— Required action —
Retype the records in full, exactly as they stand.

(Collected data entries)
PR #2845, opened 2023-10-15
[CI] add mypy settings for CI

longqzh:
This is the first PR in the PR's sequence to add type annotation.
The settings of mypy in `pyproject.toml` will be updated later, and mypy ignores all of the errors currently

@j9ac9k ,
I think that using the `ignore_errors`, `ignore_missing_imports` settings in mypy can add type annotation incrementally easier than run some custom script. Let me know if I misunderstand :)

@ksunden ,
This PR is an early stage, everything may be changed. If you have better idea, let me know~

Fixes #2833 

### Other Tasks 

<details>

### Files that need updates
    
- [x] `README.md`
- [x] `setup.py`
- [x] `tox.ini`
- [x] `pyproject.toml`

</details>

<details>

### Pre Release Checklist

</details>

<details>

### Steps To Complete

- [ ] Announce on mail list
- [ ] Announce on Twitter

</details>

### DIFF
--- a/.github/workflows/main.yml
+++ b/.github/workflows/main.yml
@@ -15,6 +15,19 @@ concurrency:
   cancel-in-progress: true
 
 jobs:
+  run-mypy:
+    runs-on: ubuntu-latest
+    steps:
+      - name: Setup Python
+        uses: actions/setup-python@v4
+        with:
+          python-version: "3.10"
+      - name: Checkout
+        uses: actions/checkout@v4
+      - name: Install mypy
+        run: pip install mypy
+      - name: Run mypy
+        run: mypy
   test-pip:
     runs-on: ${{ matrix.os }}
     timeout-minutes: 30
--- a/pyproject.toml
+++ b/pyproject.toml
@@ -34,3 +34,14 @@ known_third_party = ["QtCore", "QtGui", "QtWidgets"]
 [tool.pycln]
 all = true
 exclude = '(Template|__init__.py)'
+
+[tool.mypy]
+packages = ["pyqtgraph"]
+show_error_codes = true
+strict = true
+disable_error_code = ["attr-defined"]
+ignore_errors = true
+
+[[tool.mypy.overrides]]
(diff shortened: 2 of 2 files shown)


j9ac9k:
Thanks for the PR @longqzh !

The only question I have right now is does this setup actually check anything? For example, if we were to add a wrong type-annotation in the code-base, would this check catch that?

longqzh:
@j9ac9k, in the current PR, No, this won't check anything because I set `ignore_errors` option to `true` for all of source file.

And as I said, type annotation will be made up of dozen PRs. The [next PR I'm working on](https://github.com/longqzh/pyqtgraph/commits/add-type-flowchart), will check the `flowchart` folder. I will work on one folder per PR :)

.github/workflows/main.yml
```diff
@@ -15,6 +15,19 @@ concurrency:
   cancel-in-progress: true
 
 jobs:
+  run-mypy:
+    runs-on: ubuntu-latest
+    steps:
+      - name: Setup Python
+        uses: actions/setup-python@v4
+        with:
+          python-version: "3.10"
```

— Response to the exercise —
PR #2845, opened 2023-10-15
[CI] add mypy settings for CI

longqzh:
This is the first PR in the PR's sequence to add type annotation.
The settings of mypy in `pyproject.toml` will be updated later, and mypy ignores all of the errors currently

@j9ac9k ,
I think that using the `ignore_errors`, `ignore_missing_imports` settings in mypy can add type annotation incrementally easier than run some custom script. Let me know if I misunderstand :)

@ksunden ,
This PR is an early stage, everything may be changed. If you have better idea, let me know~

Fixes #2833 

### Other Tasks 

<details>

### Files that need updates
    
- [x] `README.md`
- [x] `setup.py`
- [x] `tox.ini`
- [x] `pyproject.toml`

</details>

<details>

### Pre Release Checklist

</details>

<details>

### Steps To Complete

- [ ] Announce on mail list
- [ ] Announce on Twitter

</details>

### DIFF
--- a/.github/workflows/main.yml
+++ b/.github/workflows/main.yml
@@ -15,6 +15,19 @@ concurrency:
   cancel-in-progress: true
 
 jobs:
+  run-mypy:
+    runs-on: ubuntu-latest
+    steps:
+      - name: Setup Python
+        uses: actions/setup-python@v4
+        with:
+          python-version: "3.10"
+      - name: Checkout
+        uses: actions/checkout@v4
+      - name: Install mypy
+        run: pip install mypy
+      - name: Run mypy
+        run: mypy
   test-pip:
     runs-on: ${{ matrix.os }}
     timeout-minutes: 30
--- a/pyproject.toml
+++ b/pyproject.toml
@@ -34,3 +34,14 @@ known_third_party = ["QtCore", "QtGui", "QtWidgets"]
 [tool.pycln]
 all = true
 exclude = '(Template|__init__.py)'
+
+[tool.mypy]
+packages = ["pyqtgraph"]
+show_error_codes = true
+strict = true
+disable_error_code = ["attr-defined"]
+ignore_errors = true
+
+[[tool.mypy.overrides]]
(diff shortened: 2 of 2 files shown)


j9ac9k:
Thanks for the PR @longqzh !

The only question I have right now is does this setup actually check anything? For example, if we were to add a wrong type-annotation in the code-base, would this check catch that?

longqzh:
@j9ac9k, in the current PR, No, this won't check anything because I set `ignore_errors` option to `true` for all of source file.

And as I said, type annotation will be made up of dozen PRs. The [next PR I'm working on](https://github.com/longqzh/pyqtgraph/commits/add-type-flowchart), will check the `flowchart` folder. I will work on one folder per PR :)

.github/workflows/main.yml
```diff
@@ -15,6 +15,19 @@ concurrency:
   cancel-in-progress: true
 
 jobs:
+  run-mypy:
+    runs-on: ubuntu-latest
+    steps:
+      - name: Setup Python
+        uses: actions/setup-python@v4
+        with:
+          python-version: "3.10"
```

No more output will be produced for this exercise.